> Exercise details
The answer must consist of every line from the entries below that contains the word "there".
^^^^^^^^^^^^^^^^
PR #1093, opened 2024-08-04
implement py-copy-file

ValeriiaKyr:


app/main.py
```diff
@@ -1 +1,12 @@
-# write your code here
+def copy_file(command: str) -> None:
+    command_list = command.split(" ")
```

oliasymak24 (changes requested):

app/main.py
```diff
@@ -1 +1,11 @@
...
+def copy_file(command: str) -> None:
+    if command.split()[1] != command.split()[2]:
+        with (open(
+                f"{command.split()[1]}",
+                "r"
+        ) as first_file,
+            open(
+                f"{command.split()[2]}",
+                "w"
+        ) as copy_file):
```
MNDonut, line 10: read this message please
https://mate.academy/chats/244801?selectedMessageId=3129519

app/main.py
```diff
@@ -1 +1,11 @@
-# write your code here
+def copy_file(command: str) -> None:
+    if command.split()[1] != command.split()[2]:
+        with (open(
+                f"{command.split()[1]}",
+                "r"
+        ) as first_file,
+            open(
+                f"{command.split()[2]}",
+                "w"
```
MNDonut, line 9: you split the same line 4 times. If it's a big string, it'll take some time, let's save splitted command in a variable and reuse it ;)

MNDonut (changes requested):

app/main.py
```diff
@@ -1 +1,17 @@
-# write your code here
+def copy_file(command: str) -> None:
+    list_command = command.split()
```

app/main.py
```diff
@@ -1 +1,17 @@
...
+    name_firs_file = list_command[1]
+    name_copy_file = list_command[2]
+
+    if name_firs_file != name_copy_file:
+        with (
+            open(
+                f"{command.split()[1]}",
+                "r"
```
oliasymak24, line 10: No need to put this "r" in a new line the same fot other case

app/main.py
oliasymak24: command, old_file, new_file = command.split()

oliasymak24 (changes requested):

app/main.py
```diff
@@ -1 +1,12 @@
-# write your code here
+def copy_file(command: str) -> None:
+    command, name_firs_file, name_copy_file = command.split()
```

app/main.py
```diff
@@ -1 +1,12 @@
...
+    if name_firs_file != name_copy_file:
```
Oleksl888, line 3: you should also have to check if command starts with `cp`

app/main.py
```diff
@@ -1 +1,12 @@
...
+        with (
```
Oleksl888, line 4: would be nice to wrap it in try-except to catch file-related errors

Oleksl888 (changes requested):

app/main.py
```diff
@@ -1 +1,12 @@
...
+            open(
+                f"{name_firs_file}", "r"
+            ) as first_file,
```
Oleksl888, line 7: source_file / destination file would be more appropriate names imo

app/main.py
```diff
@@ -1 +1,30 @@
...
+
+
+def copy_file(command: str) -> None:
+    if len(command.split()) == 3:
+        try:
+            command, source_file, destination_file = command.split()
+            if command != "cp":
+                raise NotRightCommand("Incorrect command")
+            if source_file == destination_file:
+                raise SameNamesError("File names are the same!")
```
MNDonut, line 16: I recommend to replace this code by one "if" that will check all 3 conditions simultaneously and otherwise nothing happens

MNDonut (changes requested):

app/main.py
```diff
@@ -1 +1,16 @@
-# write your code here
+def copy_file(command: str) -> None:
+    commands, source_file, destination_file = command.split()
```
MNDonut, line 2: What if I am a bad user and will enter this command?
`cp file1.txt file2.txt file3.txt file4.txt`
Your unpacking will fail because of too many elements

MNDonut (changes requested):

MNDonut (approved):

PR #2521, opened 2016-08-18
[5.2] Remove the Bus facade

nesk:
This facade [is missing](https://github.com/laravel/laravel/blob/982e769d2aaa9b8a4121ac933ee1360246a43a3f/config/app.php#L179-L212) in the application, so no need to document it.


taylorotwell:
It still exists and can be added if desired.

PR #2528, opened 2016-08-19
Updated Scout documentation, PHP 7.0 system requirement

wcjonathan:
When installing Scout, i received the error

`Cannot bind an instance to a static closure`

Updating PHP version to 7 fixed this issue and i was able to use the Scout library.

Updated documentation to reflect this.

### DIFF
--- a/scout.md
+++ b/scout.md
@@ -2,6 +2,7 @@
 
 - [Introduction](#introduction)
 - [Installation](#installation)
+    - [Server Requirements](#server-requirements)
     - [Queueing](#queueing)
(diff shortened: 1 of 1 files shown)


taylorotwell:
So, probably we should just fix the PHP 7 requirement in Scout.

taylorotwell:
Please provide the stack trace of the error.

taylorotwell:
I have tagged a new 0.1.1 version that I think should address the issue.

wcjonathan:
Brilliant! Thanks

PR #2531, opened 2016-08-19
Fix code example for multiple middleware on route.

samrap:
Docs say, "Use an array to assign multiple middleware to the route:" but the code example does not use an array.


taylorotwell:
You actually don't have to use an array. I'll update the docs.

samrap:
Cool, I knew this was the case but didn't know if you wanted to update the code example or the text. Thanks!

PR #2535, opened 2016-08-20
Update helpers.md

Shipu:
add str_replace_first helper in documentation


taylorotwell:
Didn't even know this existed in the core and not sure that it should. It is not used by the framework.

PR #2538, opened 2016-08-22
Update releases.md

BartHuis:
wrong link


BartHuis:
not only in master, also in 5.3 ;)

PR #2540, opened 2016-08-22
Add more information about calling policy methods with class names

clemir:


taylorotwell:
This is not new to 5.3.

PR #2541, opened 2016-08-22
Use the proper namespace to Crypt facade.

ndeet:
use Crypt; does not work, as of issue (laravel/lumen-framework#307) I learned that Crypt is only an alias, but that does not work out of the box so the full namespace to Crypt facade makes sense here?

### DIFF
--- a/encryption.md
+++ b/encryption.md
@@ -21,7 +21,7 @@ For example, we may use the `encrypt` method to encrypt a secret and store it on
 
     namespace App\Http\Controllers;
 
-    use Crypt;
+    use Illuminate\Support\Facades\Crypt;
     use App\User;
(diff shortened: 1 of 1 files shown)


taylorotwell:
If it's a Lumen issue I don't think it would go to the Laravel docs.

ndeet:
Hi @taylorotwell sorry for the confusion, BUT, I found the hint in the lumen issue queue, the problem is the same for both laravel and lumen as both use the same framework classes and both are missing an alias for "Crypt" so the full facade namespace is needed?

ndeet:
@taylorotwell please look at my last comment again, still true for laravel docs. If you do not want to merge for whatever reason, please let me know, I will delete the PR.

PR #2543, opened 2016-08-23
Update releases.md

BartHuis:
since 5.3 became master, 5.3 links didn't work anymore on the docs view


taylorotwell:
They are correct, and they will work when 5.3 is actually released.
^^^^^^^^^^^^^^^^
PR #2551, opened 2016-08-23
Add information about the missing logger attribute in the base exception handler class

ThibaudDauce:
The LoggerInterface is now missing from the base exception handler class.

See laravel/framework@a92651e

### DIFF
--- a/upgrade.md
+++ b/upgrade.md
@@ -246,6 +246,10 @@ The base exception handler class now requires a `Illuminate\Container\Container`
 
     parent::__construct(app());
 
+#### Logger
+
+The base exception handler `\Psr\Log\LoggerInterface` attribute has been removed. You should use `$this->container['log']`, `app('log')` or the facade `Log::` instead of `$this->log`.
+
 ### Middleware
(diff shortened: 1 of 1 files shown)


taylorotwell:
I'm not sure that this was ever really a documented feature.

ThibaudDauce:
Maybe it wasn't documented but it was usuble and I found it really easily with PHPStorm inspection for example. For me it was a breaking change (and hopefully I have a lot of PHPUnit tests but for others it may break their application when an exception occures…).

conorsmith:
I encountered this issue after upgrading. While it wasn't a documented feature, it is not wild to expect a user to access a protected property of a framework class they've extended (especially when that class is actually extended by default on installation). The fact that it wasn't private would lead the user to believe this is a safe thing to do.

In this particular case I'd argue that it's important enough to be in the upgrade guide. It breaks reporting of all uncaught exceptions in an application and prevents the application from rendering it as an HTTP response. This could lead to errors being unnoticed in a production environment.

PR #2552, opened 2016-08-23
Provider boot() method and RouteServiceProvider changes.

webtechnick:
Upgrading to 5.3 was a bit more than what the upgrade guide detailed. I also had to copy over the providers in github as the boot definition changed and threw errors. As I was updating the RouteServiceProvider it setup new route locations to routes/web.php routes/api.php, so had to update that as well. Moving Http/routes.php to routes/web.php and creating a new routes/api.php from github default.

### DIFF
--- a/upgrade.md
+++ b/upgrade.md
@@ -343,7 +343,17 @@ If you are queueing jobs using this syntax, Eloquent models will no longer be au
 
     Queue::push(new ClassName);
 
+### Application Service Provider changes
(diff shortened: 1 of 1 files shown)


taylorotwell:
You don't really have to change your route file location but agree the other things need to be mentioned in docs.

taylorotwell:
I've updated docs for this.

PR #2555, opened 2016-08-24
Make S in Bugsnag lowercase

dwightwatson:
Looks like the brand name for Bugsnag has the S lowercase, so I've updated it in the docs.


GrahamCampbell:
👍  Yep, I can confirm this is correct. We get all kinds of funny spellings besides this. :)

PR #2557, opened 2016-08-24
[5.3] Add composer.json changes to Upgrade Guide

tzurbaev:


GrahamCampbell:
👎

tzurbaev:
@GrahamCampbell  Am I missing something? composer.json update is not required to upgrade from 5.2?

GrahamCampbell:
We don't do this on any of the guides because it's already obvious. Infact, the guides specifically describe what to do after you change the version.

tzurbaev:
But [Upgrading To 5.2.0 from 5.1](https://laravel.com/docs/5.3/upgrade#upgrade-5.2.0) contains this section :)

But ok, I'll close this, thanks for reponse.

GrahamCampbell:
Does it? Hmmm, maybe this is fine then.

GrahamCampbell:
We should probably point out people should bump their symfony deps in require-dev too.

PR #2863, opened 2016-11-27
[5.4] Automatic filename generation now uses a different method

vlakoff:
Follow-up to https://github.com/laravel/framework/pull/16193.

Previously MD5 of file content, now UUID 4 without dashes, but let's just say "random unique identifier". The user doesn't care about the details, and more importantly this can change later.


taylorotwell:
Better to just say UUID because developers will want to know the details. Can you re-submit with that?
^^^^^^^^^^^^^^^^
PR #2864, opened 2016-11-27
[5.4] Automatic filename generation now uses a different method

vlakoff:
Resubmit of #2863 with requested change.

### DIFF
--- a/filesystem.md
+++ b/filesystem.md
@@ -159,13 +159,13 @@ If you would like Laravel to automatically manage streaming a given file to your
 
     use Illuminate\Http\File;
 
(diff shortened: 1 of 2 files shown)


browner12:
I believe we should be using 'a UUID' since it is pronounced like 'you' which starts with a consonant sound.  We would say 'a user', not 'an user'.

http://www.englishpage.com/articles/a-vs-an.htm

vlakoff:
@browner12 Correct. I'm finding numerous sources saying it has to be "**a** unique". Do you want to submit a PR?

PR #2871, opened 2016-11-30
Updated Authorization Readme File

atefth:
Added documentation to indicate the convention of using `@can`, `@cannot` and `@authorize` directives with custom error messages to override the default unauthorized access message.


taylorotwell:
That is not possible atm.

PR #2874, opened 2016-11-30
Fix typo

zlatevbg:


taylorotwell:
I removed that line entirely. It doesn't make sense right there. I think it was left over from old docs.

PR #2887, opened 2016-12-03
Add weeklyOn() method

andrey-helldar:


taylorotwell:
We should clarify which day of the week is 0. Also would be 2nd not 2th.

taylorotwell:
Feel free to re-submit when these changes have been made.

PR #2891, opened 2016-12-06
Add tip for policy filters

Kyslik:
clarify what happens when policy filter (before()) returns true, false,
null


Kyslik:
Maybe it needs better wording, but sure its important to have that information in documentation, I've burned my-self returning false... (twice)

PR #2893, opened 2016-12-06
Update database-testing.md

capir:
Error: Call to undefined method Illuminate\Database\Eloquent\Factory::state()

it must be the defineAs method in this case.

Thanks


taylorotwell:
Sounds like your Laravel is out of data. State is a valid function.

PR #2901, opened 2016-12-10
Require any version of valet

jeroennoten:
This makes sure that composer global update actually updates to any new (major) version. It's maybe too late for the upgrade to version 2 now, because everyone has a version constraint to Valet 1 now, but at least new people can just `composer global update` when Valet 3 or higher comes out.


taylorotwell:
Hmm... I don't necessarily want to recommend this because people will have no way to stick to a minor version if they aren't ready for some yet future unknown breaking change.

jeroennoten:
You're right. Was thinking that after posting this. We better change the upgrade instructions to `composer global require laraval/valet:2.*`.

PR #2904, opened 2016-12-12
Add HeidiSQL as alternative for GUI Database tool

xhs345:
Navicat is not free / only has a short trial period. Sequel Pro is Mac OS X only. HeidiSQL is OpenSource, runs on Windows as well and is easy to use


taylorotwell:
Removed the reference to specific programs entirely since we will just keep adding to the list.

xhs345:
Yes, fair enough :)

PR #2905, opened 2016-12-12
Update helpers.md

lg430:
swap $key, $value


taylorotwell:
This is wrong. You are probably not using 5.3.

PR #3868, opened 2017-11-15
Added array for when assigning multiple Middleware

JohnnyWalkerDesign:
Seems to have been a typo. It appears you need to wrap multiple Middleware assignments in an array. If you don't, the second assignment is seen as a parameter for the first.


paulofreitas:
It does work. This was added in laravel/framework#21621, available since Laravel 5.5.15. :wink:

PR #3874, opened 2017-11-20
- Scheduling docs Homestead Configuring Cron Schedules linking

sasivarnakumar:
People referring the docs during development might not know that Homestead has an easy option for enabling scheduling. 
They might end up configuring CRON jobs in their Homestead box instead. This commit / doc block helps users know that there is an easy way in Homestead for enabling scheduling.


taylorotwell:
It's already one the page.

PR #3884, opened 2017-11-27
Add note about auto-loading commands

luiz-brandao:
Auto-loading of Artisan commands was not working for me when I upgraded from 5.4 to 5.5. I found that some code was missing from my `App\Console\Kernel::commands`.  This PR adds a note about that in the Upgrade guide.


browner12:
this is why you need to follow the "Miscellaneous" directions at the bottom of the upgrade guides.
^^^^^^^^^^^^^^^^
> Task result
I removed that line entirely. It doesn't make sense right there. I think it was left over from old docs.
They might end up configuring CRON jobs in their Homestead box instead. This commit / doc block helps users know that there is an easy way in Homestead for enabling scheduling.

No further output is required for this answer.